## [Dataset records]
PR #1349, opened 2019-06-13
List component refactor.

revanth0212:
## Description
Moving List Component from Stateful Class Components to Stateful Functional Components using Hooks.

## Related Issue
Closes https://github.com/magento-research/pwa-studio/issues/1328


magento-cicd2:
[CLA assistant check](https://cla.dev.magento.com/magento-research/pwa-studio?pullRequest=1349) <br/>Thank you for your submission, we really appreciate it. Like many open source projects, we ask that you sign our [Contributor License Agreement](https://cla.dev.magento.com/magento-research/pwa-studio?pullRequest=1349) before we can accept your contribution.<br/><hr/>**Revanth Kumar Annavarapu** seems not to be a GitHub user. You need a GitHub account to be able to sign the CLA. If you have already a GitHub account, please [add the email address used for this commit to your account](https://help.github.com/articles/why-are-my-commits-linked-to-the-wrong-user/#commits-are-not-linked-to-any-user).

revanth0212:
According to the issue, we should be moving away from render props structure. Before making the change I wanted to know if we will be using this component anywhere else other than current usage? If yes, then I feel render props structure is probably one of the right ways to get this component up and running. If we bake the rendering logic into the component, it won't be extensible in the future, if another app wants to render it in some other way. Any thoughts on that?

packages/peregrine/src/List/items.js
```diff
@@ -1,104 +1,112 @@
...
+            <ListItem
+                key={key}
+                item={item}
+                itemIndex={index}
+                render={renderItem}
+                hasFocus={hasFocus && cursor === key}
+                isSelected={selection.has(key)}
+                onBlur={removeFocus}
+                onClick={updateSelection(key)}
+                onFocus={setFocus(key)}
```
jimbo: Without memoization, these callbacks will be recreated on each render. After creating the custom hook described earlier, we should work out what new props to pass to `ListItem` and have that component create the handlers itself.

packages/peregrine/src/List/item.js
```diff
@@ -1,54 +1,47 @@
...
-            <Root className={classes.root} {...customProps} {...restProps}>
-                {this.children}
-            </Root>
-        );
-    }
+const isString = item => typeof item === 'string';
+
+const getChild = item => (isString(item) ? item : null);
+
+function Item(props) {
```
jimbo: Like all the other functional components in the codebase, these ones should be defined as constants.

```es6
const Item = props => {
  // ...
}
```

packages/peregrine/src/List/item.js
```diff
@@ -1,54 +1,47 @@
...
+        classes,
+        hasFocus,
+        isSelected,
+        item,
+        itemIndex,
+        render,
+        ...restProps
+    } = props;
+    const customProps = { classes, hasFocus, isSelected, item, itemIndex };
+    const Root = fromRenderProp(render, Object.keys(customProps));
```
jimbo: This can probably also be memoized.

```es6
const Root = useCallback(
  () => fromRenderProp(render, Object.keys(customProps)),
  [customProps, render]
)
```

jimbo:
> If we bake the rendering logic into the component, it won't be extensible in the future if another app wants to render it in some other way. Any thoughts on that?

Right, so the goal would not be to bake the render logic into the component. Rather, the goal would be to make these custom hooks instead of components, since all they do is store some state and provide an API for changing that state. The only reason they're components at all is because that's how render props work; as hooks, they can accept arguments and return values without calling `createElement()` at all.

Of course, that will affect every component in Venia that depends on them, so we'll probably just add the hooks and deprecate the components.

packages/peregrine/src/List/list.js
```diff
@@ -9,89 +9,84 @@ import Items from './items';
...
-        );
-    }
-
-    handleSelectionChange = selection => {
-        const { onSelectionChange } = this.props;
-
-        if (onSelectionChange) {
-            onSelectionChange(selection);
-        }
+        },
```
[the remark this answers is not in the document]
revanth0212: My Bad. Changed the syntax to represent a function instead.

packages/peregrine/src/List/list.js
```diff
@@ -9,89 +9,84 @@ import Items from './items';
...
+        [classes, getItemKey, items, onSelectionChange, selectionModel]
+    );
+    const Root = useMemo(fromRenderProp(render, Object.keys(customProps)), [
+        render,
+        customProps
+    ]);
```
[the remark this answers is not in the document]
revanth0212: My bad. Ill change the syntax. Coming to useCallback, Isn't Root a value? It's a Component right. I understand it is a function because every react component is a function in its core, but I thought using a memo makes more sense since memo is a callback that is already called.

```
// psuedo code
const memoizedCallback = useCallback(fn)
const useMemo = memoizedCallback()
```

packages/peregrine/src/List/list.js
```diff
@@ -9,89 +9,84 @@ import Items from './items';
...
+    const handleSelectionChange = selection => {
```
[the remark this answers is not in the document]
revanth0212: Will `onSelectionChange` not get a new reference on every render?

packages/peregrine/src/List/items.js
```diff
@@ -1,104 +1,112 @@
...
+        selectionModel,
+        onSelectionChange
+    } = props;
+    const [{ cursor, hasFocus, selection }, dispatch] = useReducer(
+        reducer,
+        initialState
+    );
+    useEffect(() => {
+        onSelectionChange && onSelectionChange(selection);
+    }, [Array.from(selection).toString()]); // when ever the selection changes, make the call
```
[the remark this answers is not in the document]
revanth0212: Sure, will make the changes for comments accordingly. Regarding the `selection` object, will it not get a new reference on every render?

packages/peregrine/src/List/items.js
```diff
@@ -1,104 +1,112 @@
...
+            return {
+                ...state,
+                hasFocus: true,
+                cursor: action.key
+            };
+        case 'UPDATE_SELECTION': {
+            const { key, selectionModel } = action;
+            return {
+                ...state,
+                selection: updateSelection(key, state.selection, selectionModel)
```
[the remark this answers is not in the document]
revanth0212: Nice catch. My bad. But how did it work? 😕

packages/peregrine/src/List/items.js
```diff
@@ -1,104 +1,112 @@
...
+
+function Items(props) {
+    const {
+        getItemKey,
+        items,
+        renderItem,
+        selectionModel,
+        onSelectionChange
+    } = props;
+    const [{ cursor, hasFocus, selection }, dispatch] = useReducer(
```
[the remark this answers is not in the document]
revanth0212: Sure will do. Any particular reason behind it? Reusability or Separation or Concerns?

packages/peregrine/src/List/items.js
revanth0212: Will something like this solve our problem of recreating handlers upon re-render?

`Commit: 55df3e063fc8f78cacf3e94e727c48ffb9360575`

```
const key = getItemKey(item, index);
const updateSelection = useMemo(() => _updateSelection(key), [ key ]);
const setFocus = useMemo(() => _setFocus(key), [key]);
```

packages/peregrine/src/List/item.js
revanth0212: Did

```
const Root = useMemo(
  fromRenderProp(render, Object.keys(customProps)),
  [customProps, render]
)
```

which is the same since useMemo is a useCallback which is already executed.

packages/peregrine/src/List/list.js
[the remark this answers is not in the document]
sirugh: Maybe, but the benefit is that `handleSelectionChange` will be memoized based on the reference so you can optimize up the tree to wherever/whatever is making `onSelectionChange` different.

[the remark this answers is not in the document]
revanth0212: Sure. Will memoize it using `useCallback` but we should be doing this with an assumption that the parent whoever is using this component will memoize `onSelectionChange` before passing it down to the `List` component as prop. If not, we will be assigning more work to the garbage collector since now it has to clean up 2 functions instead of 1 on every render.

packages/peregrine/src/List/items.js
```diff
@@ -1,104 +1,137 @@
...
+        selectionModel,
+        onSelectionChange
+    } = props;
+    const [
+        { cursor, hasFocus, selection },
+        { setFocus: _setFocus, removeFocus, updateSelection: _updateSelection }
+    ] = useListState({ selectionModel, onSelectionChange });
+    return (
+        <Fragment>
+            {items.map((item, index) => {
```
jimbo: Avoid using multiline expressions in JSX; if you have to map some data to elements, try to define that as a `const` before `return`.

```jsx
const itemElements = items.map(item => <div />)

return (
  <Fragment>
    {itemElements}
  </Fragment>
)
```

packages/peregrine/src/List/items.js
```diff
@@ -1,104 +1,137 @@
...
+                const key = getItemKey(item, index);
+                const updateSelection = useMemo(() => _updateSelection(key), [
```
jimbo: Unfortunately, [hooks can't be called inside loops.](https://reactjs.org/docs/hooks-rules.html#only-call-hooks-at-the-top-level). In situations where you would call a hook once for each child, the recommended solution is to have the child (or perhaps a wrapper) call the hook instead.

Consider ways to allow `Item` to call `useMemo`, or to not need to call it.

revanth0212: You are right. My bad. Fixed it.

revanth0212:
@jimbo all the requested changes have been addressed.

packages/peregrine/lib/List/item.js
```diff
@@ -1,54 +1,63 @@
...
+        updateSelection,
+        setFocus,
+        ...restProps
+    } = props;
+    const onClick = useCallback(() => updateSelection(key), [
+        updateSelection,
+        key
+    ]);
+    const onFocus = useCallback(() => setFocus(key), [setFocus, key]);
+    const customProps = {
```
jimbo: I think you'll want to add `uniqueId` to this object so it doesn't get applied as a DOM attribute.

revanth0212: In this case, it wouldn't because the execution stops at line [19 of fromRenderProp](https://github.com/magento-research/pwa-studio/blob/develop/packages/peregrine/lib/util/fromRenderProp.js#L19) and not enter [36 of fromRenderProps](https://github.com/magento-research/pwa-studio/blob/develop/packages/peregrine/lib/util/fromRenderProp.js#L36) where the filtering actually happens. This is because the element to render is a composite element.

packages/peregrine/lib/List/useListState.js
```diff
@@ -0,0 +1,74 @@
...
+        if (selection.has(key)) {
+            selection.delete(key);
+        } else {
+            selection.add(key);
+        }
+    }
+    return selection;
+};
+
+const reducer = (state, action) => {
```
jimbo: Could we clean this reducer up to be more like the other reducers we have? Have a look at [`useQueryResult`](https://github.com/magento-research/pwa-studio/blob/develop/packages/peregrine/lib/hooks/useQueryResult.js) for an example.

- [ ] change the second argument, `action`, to have the shape `{ payload, type }`
- [ ] wrap the reducer with `withLogger`
- [ ] memoize an `api` object with `useMemo` and return it from `useListState`
- [ ] add docblock comments

```es6
// define some initial state
const initialState = {}

// define the reducer
const reducer = (state, { payload, type }) => {
  case "": {
    // ...
  }
  default: {
    return state
  }
}

// define the hook
const useListState = () => {
  const [state, dispatch] = useReducer()

  const setFocus = useCallback(
    // ...
  )

  // memoize the api, and include dispatch
  const api = useMemo(
    () => {
      dispatch,
      setFocus
    }
  )

  return [state, api]
}
```

jimbo:
Just make sure the tests are passing and the build works. This is ready for QA, I think. 👍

## [Assigned task]
Report every line of the data in which "onSelectionChange" appears.

## [Answer box]
-        const { onSelectionChange } = this.props;
-        if (onSelectionChange) {
-            onSelectionChange(selection);
+        [classes, getItemKey, items, onSelectionChange, selectionModel]
revanth0212: Will `onSelectionChange` not get a new reference on every render?
+        onSelectionChange
+        onSelectionChange && onSelectionChange(selection);
+        onSelectionChange
sirugh: Maybe, but the benefit is that `handleSelectionChange` will be memoized based on the reference so you can optimize up the tree to wherever/whatever is making `onSelectionChange` different.
revanth0212: Sure. Will memoize it using `useCallback` but we should be doing this with an assumption that the parent whoever is using this component will memoize `onSelectionChange` before passing it down to the `List` component as prop. If not, we will be assigning more work to the garbage collector since now it has to clean up 2 functions instead of 1 on every render.
+        onSelectionChange
+    ] = useListState({ selectionModel, onSelectionChange });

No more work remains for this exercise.